Segment Start: Provided entries

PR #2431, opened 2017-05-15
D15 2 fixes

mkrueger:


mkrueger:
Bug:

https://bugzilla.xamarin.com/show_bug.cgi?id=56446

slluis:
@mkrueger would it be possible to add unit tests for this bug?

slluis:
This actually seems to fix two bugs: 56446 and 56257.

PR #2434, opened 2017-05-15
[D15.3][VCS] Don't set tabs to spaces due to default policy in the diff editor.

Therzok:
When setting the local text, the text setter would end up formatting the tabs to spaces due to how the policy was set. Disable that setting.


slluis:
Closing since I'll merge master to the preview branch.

Segment End: Provided entries
Segment Start: Provided entries

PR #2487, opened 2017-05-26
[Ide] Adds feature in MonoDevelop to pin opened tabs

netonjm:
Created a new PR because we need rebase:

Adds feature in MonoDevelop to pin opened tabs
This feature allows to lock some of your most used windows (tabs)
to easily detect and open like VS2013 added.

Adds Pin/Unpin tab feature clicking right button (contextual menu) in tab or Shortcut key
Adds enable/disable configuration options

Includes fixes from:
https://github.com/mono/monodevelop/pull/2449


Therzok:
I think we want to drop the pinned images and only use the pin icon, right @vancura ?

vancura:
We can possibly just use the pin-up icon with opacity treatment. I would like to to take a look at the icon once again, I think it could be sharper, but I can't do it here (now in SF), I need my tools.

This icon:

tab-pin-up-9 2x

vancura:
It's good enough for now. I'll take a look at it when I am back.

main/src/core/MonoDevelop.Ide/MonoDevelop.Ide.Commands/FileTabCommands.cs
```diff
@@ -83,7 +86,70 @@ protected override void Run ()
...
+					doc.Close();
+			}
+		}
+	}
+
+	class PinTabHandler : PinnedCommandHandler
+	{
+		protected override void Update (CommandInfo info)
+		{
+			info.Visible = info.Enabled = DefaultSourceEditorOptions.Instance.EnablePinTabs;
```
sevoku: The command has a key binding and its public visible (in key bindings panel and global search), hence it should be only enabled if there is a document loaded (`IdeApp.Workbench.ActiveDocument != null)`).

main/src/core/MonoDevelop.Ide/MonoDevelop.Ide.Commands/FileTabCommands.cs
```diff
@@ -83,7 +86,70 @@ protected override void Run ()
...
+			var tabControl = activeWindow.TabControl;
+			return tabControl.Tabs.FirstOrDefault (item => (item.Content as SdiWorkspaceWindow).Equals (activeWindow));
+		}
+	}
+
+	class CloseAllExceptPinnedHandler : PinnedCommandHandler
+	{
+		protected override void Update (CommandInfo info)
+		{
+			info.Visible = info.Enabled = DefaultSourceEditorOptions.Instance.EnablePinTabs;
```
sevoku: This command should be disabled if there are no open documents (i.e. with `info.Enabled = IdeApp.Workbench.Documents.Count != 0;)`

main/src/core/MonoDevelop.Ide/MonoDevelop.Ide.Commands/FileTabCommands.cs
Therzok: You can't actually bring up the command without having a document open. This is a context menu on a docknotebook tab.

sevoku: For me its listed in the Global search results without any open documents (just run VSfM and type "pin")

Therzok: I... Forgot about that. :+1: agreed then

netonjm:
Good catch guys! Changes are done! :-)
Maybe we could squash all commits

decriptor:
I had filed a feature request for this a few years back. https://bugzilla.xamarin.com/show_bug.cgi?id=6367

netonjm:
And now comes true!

Segment End: Provided entries
Segment Start: Provided entries

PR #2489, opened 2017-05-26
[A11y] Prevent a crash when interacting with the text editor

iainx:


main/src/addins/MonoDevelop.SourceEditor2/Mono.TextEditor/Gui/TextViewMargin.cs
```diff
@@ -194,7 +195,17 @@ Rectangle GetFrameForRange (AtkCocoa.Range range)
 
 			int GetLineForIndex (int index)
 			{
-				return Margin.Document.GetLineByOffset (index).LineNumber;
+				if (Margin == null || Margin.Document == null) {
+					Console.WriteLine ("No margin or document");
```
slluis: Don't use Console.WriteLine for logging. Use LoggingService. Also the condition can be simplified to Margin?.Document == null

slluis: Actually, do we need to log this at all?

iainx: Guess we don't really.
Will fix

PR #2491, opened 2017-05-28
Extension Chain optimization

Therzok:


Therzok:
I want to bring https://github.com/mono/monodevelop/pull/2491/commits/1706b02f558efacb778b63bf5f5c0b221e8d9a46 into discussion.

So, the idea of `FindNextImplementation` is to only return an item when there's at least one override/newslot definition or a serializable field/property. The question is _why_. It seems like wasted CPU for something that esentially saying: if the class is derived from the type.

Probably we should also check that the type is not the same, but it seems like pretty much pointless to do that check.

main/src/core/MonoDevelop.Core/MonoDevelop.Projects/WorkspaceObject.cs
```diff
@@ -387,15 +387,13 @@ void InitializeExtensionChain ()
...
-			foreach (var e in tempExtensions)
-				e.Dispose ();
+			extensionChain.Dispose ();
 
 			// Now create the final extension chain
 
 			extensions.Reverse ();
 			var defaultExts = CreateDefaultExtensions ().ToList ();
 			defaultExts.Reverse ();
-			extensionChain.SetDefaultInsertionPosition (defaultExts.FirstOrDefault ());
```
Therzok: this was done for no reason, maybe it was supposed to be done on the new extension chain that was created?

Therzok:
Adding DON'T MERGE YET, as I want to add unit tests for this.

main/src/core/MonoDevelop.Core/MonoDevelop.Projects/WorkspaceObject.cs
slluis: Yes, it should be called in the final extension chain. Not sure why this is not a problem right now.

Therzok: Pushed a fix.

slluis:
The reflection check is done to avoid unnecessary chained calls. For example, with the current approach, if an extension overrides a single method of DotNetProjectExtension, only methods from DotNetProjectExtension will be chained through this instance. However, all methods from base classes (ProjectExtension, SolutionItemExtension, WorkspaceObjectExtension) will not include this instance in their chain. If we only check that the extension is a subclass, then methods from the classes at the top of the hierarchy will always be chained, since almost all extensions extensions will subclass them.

Segment End: Provided entries

Task instructions:
Word for word, restate the lines above from the line containing "PR #2431, opened 2017-05-15" through the line containing "Closing since I'll", with both included and nothing else.

The answer:
PR #2431, opened 2017-05-15
D15 2 fixes

mkrueger:


mkrueger:
Bug:

https://bugzilla.xamarin.com/show_bug.cgi?id=56446

slluis:
@mkrueger would it be possible to add unit tests for this bug?

slluis:
This actually seems to fix two bugs: 56446 and 56257.

PR #2434, opened 2017-05-15
[D15.3][VCS] Don't set tabs to spaces due to default policy in the diff editor.

Therzok:
When setting the local text, the text setter would end up formatting the tabs to spaces due to how the policy was set. Disable that setting.


slluis:
Closing since I'll merge master to the preview branch.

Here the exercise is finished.